Sunday, October 3, 2010

Sensescape in Senegal and Gambia through Africamap

It’s rather difficult to understand the sensory issues at play in Africamap since a huge part of the sensory experience comes from actually being physically in a space. One can only imagine what is smells like on the Gambian shore or on the streets of Dakar, where vendors sell all kinds of international and native foods.
Street market in Dakar.  Source: http://www.travelblog.org/Africa/Senegal/Cape-Verde-Peninsula/Dakar/blog-270570.html
After some extensive searching and thinking, however, I thought of a couple of ways in which Africamap helps address sensory issues in the landscape. It is, of course, difficult to ascertain the smell, taste, or touch of different things or places, but Africamap does provide a visual and auditory context for various locales. By turning on the Picasa feed and then searching for a specific place, you can automatically access hundreds of pictures that people have uploaded to the web. Alternately, by turning on the Youtube feed, one can access videos pertaining to a specific place. For example, if you type “Dakar” in the search box, you get this video with highlights from a weekend on a beach in Senegal.
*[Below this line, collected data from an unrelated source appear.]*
PR #279, opened 2019-06-14
Add dockerfile for Che Theia runtime image based on UBI 8

mmorhun:
#### Description

Add alterantive dockerfiles for `theia` and `theia-dev` which builds Che-Theia and Che-Theia-dev images based on `ubi8/nodejs-10` and `centos7` correspondingly.
The new dockerfiles are not included in any automated builds.

#### Related issues

Resolves partially https://github.com/eclipse/che/issues/13765

### DIFF
--- a/dockerfiles/theia-dev/centos7.Dockerfile
+++ b/dockerfiles/theia-dev/centos7.Dockerfile
@@ -1,0 +1,82 @@
+# Copyright (c) 2018-2019 Red Hat, Inc.
+# This program and the accompanying materials are made
+# available under the terms of the Eclipse Public License 2.0
+# which is available at https://www.eclipse.org/legal/epl-2.0/
+#
+# SPDX-License-Identifier: EPL-2.0
+#
+# Contributors:
+#   Red Hat, Inc. - initial API and implementation
+
+FROM centos:7
+
+RUN \
+    # Add yum repository for nodejs 10.x
+    curl -sL https://rpm.nodesource.com/setup_10.x | bash - && \
+    yum install -y nodejs && \
+    # Add EPEL repository (jq)
+    yum install -y epel-release && \
+    yum install -y \
+    # To play with json in shell
+    jq \
+    # compile some javascript native stuff (node-gyp)
+    make gcc gcc-c++ python \
+    # clone repositories
+    git \
+    # Handle git diff properly
+    less \
+    # some lib to compile 'native-keymap' npm mpdule
+    libX11-devel libxkbfile-devel && \
+    yum clean all && \
+    # Install yarn
+    npm install -g yarn
+
+# Add npm global bin directory to the path
+ENV HOME=/home/theia-dev \
+    PATH=/home/theia-dev/.npm-global/bin:${PATH} \
+    # Specify the directory of git (avoid to search at init of Theia)
+    USE_LOCAL_GIT=true \
+    LOCAL_GIT_DIRECTORY=/usr \
+    GIT_EXEC_PATH=/usr/libexec/git-core \
+    THEIA_ELECTRON_SKIP_REPLACE_FFMPEG=true
+
+# Define package of the theia generator to use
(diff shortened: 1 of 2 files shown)


mmorhun:
Tested on openshift.io:
Theia-ubi-openshift io

dockerfiles/theia-dev/centos7.Dockerfile
```diff
@@ -0,0 +1,82 @@
...
+# This program and the accompanying materials are made
+# available under the terms of the Eclipse Public License 2.0
+# which is available at https://www.eclipse.org/legal/epl-2.0/
+#
+# SPDX-License-Identifier: EPL-2.0
+#
+# Contributors:
+#   Red Hat, Inc. - initial API and implementation
+
+FROM centos:7
```
benoitf: hello, where is UBI here ?
AFAIK it's not useful to have centos theia-dev

mmorhun: Unfortunately we cannot use UBI for builder image, because we lack some packages: `jq` and `libxkbfile-devel`

dockerfiles/theia/ubi8-nodejs10.Dockerfile
```diff
@@ -0,0 +1,152 @@
+# Copyright (c) 2018 Red Hat, Inc.
```
benoitf: it seems it's a big copy/paste difficult to maintain file

I would opt it for a given stage inside the existing Dockerfile

and just use one given target against that docker build
docker build --target <ubi>

dockerfiles/theia/ubi8-nodejs10.Dockerfile
```diff
@@ -0,0 +1,152 @@
...
+#
+# SPDX-License-Identifier: EPL-2.0
+#
+# Contributors:
+#   Red Hat, Inc. - initial API and implementation
+
+###
+# Builder Image
+#
+# Should be based on CentOS
```
benoitf: I see no reason to have it based on centos

mmorhun: Thanks for pointing out. The comment is not clear enough. I meant, that if we build Che Theia on UBI we have to use CentOS based Che-Theia-dev

mmorhun: Otherwise Theia might not work

benoitf: I still don't see why

we're able to use debian in e2e images (which is not alpine based)
https://github.com/eclipse/che-theia/blob/master/dockerfiles/theia/e2e/Dockerfile#L10

dockerfiles/theia-dev/centos7.Dockerfile
benoitf: I mean, it's a dev container so ubi is not helpful there. It's more useful into production container (eclipse/che-theia image)

dockerfiles/theia/ubi8-nodejs10.Dockerfile
benoitf: we're doing typescript so it should be portable across all systems

mmorhun: No, unfortunately it isn't. We have some native code in node side dependencies. That's the reason why I've chosen CentOS but not Debian. Generally speaking, it should have the same base distro for builder and runner container (well, it may work, but no guarantee on that).

benoitf: @mmorhun what are these dependencies ? it's not the node-gyp dependencies ?
AFAIK we're rebuilding them there https://github.com/eclipse/che-theia/blob/master/dockerfiles/theia/e2e/Dockerfile#L31 for example

mmorhun: Thanks, we need to try

mmorhun:
Closing this, because we need better way to solve this task.

PR #1552, opened 2023-11-01
Use ints for U256 values in Python

### LINKED ISSUE #1494: Python use int for u128 values
## Description

Python use int for u128 values, similar to https://github.com/iotaledger/iota-sdk/issues/1163, just that u128 is encoded as HexStr instead of a normal string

In this way, you not only have visual access to some aspects of the Senegalese landscape, but you also get to experience some of the sounds of the waves crashing on the shore or the kids playing in the sand.
PBT Train station in Dakar, Senegal
You have to use your imagination a bit to access your other three senses. For example, under the places tab, I searched for a railroad station and found that two are located in the vicinity of Dakar. One was in Bargny, Senegal, and the other in Thiaroye. After some preliminary research, I discovered that they are part of the same railroad line, through which operates the Petit train de banlieue (PBT) which runs regularly between Dakar, Senegal and Rufisque and serves over 25,000 passengers daily. In this case, one can imagine generally what sounds trains make. What is difficult to capture, however, is how this sound plays in with the rest of the soundscape.
Africamap: Red triangles showing the location of two train stations
Another search I did was for cemeteries. I found a cemetery on the coast of Gambia, called the Fajara War Cemetery. Since it is located so close to the beach, you can probably hear and smell the ocean. There is probably some sort of distinctive smell as well, perhaps of flowers or offerings that people bring to the dead.